ASSIGNMENT:
Give the data again exactly, from its opening line through the line in which "partial: 'layouts/head' %>" appears.

THE DATA:
PR #383, opened 2020-06-22
Preview/matomo

whereismyjetpack:
Using `MATOMO_` ENV vars, adds the tracking code to the header. After numerous attempts to get this working with webpack, we went back to the original standard approach. It's probable that webpack integration isn't supported.

### DIFF
--- a/app/views/layouts/blacklight/base.html.erb
+++ b/app/views/layouts/blacklight/base.html.erb
@@ -1,22 +1,6 @@
 <!DOCTYPE html>
 <html lang="en" class="no-js">
-  <head>
-    <meta charset="utf-8">
-    <meta http-equiv="Content-Type" content="text/html; charset=utf-8">
-    <meta name="viewport" content="width=device-width, initial-scale=1, shrink-to-fit=no">
-
-    <!-- Internet Explorer use the highest version available -->
-    <meta http-equiv="X-UA-Compatible" content="IE=edge">
-
-    <title><%= render_page_title %></title>
-    <%= opensearch_description_tag application_name, opensearch_catalog_url(format: 'xml') %>
-    <%= favicon_link_tag %>
-    <%# Overrides blacklight's base layout to use the webpacker pack tag instead of asset pipeline %>
-    <%= javascript_pack_tag 'application' %>
-    <%= stylesheet_pack_tag 'application', media: 'all', 'data-turbolinks-track': 'reload' %>
-    <%= csrf_meta_tags %>
-    <%= content_for(:head) %>
-  </head>
+  <%= render partial: 'layouts/head' %>
   <body class="<%= render_body_class %>">
     <div id="skip-link">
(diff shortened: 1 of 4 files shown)


app/views/layouts/blacklight/base.html.erb
```diff
@@ -16,6 +16,27 @@
     <%= stylesheet_pack_tag 'application', media: 'all', 'data-turbolinks-track': 'reload' %>
     <%= csrf_meta_tags %>
     <%= content_for(:head) %>
+
+<% if ENV['MATOMO_SITE_ID'] and ENV['MATOMO_URL'] %>
```
awead, line 20: No need for the if block. We can use defaults.

app/views/layouts/blacklight/base.html.erb
```diff
@@ -16,6 +16,27 @@
...
+    <script type="text/javascript">
+    var _paq = window._paq || [];
+    /* tracker methods like "setCustomDimension" should be called before "trackPageView" */
+    _paq.push(['trackPageView']);
+    _paq.push(['enableLinkTracking']);
+    (function () {
+        var u = "<%= ENV['MATOMO_URL'] %>";
```
awead, line 27: Default to `https://analytics.libraries.psu.edu/matomo/`

app/views/layouts/blacklight/base.html.erb
```diff
@@ -16,6 +16,27 @@
...
+        _paq.push(['setTrackerUrl', u + 'matomo.php']);
+        _paq.push(['setSiteId', <%= ENV['MATOMO_SITE_ID'] %>]);
```
awead, line 29: Default to 16. See https://analytics.libraries.psu.edu/matomo/index.php?module=CoreHome&action=index&date=yesterday&period=day&idSite=16

I created a "Scholarpshere Dev" site in matomo.

awead:
@whereismyjetpack Ok, ended up completely changing this up. It'd be worth seeing that when make changes to ENV['MATOMO_SITE_ID'] in the Docker container, webpack picks it up.

awead:
@whereismyjetpack take 3? This is better, I think. I'd like to get @rschenk to weigh in. Common header code is extracted out in the first commit, and then we install Matomo in the second. Configs are managed via data attributes.

whereismyjetpack:
it appears that this will alleviate any concerns. ✅

rschenk:
This looks good to me. I like having the head section extracted to a partial, that alone may make it easier to integrate Christie's designs

awead:
@whereismyjetpack aaaaaaand we're back where we started! It appears that the tracking code won't play well with webpack. I started a thread here about it https://forum.matomo.org/t/tracking-code-with-wepack/37732. CC: @cdmo

cdmo:
Well I tried unsuccessfully at this a year or so ago, but I was hopeful for your attempts here! Googling around it does seem that adding the scripts with regular old html (_cringe_) still seems to be the way folks are adding stuff like this (I searched "google analytics webpacker" because GA works the same way). Oh well.

Issue #384, opened 2020-06-22
SS3 migration: concatenate multiple description fields into a single value


rschenk:
In SS4 we've made WorkVersion#description into a single-valued field. In order to migrate, we'll need to concatenate any multiple descriptions that are in SS3 into a single value, much like we did for [publication dates](https://github.com/psu-stewardship/scholarsphere/blob/migration/lib/scholarsphere/migration/work.rb#L24)

awead:
Fixed in https://github.com/psu-stewardship/scholarsphere/commit/20c7fd0a6872e2bf50917e49aec77d57f8991e5b

PR #385, opened 2020-06-22
Description is single-valued and required to publish

### LINKED ISSUE #351: Make work description required
There is no min/max word count on description but we should make that field mandatory.

rschenk:
Closes #351

Will depend on #384 to be implemented before migration succeeds


rschenk:
@awead I totally forgot about collections! Good catch

awead:
@rschenk I do it all the time...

EXERCISE OUTPUT:
PR #383, opened 2020-06-22
Preview/matomo

whereismyjetpack:
Using `MATOMO_` ENV vars, adds the tracking code to the header. After numerous attempts to get this working with webpack, we went back to the original standard approach. It's probable that webpack integration isn't supported.

### DIFF
--- a/app/views/layouts/blacklight/base.html.erb
+++ b/app/views/layouts/blacklight/base.html.erb
@@ -1,22 +1,6 @@
 <!DOCTYPE html>
 <html lang="en" class="no-js">
-  <head>
-    <meta charset="utf-8">
-    <meta http-equiv="Content-Type" content="text/html; charset=utf-8">
-    <meta name="viewport" content="width=device-width, initial-scale=1, shrink-to-fit=no">
-
-    <!-- Internet Explorer use the highest version available -->
-    <meta http-equiv="X-UA-Compatible" content="IE=edge">
-
-    <title><%= render_page_title %></title>
-    <%= opensearch_description_tag application_name, opensearch_catalog_url(format: 'xml') %>
-    <%= favicon_link_tag %>
-    <%# Overrides blacklight's base layout to use the webpacker pack tag instead of asset pipeline %>
-    <%= javascript_pack_tag 'application' %>
-    <%= stylesheet_pack_tag 'application', media: 'all', 'data-turbolinks-track': 'reload' %>
-    <%= csrf_meta_tags %>
-    <%= content_for(:head) %>
-  </head>
+  <%= render partial: 'layouts/head' %>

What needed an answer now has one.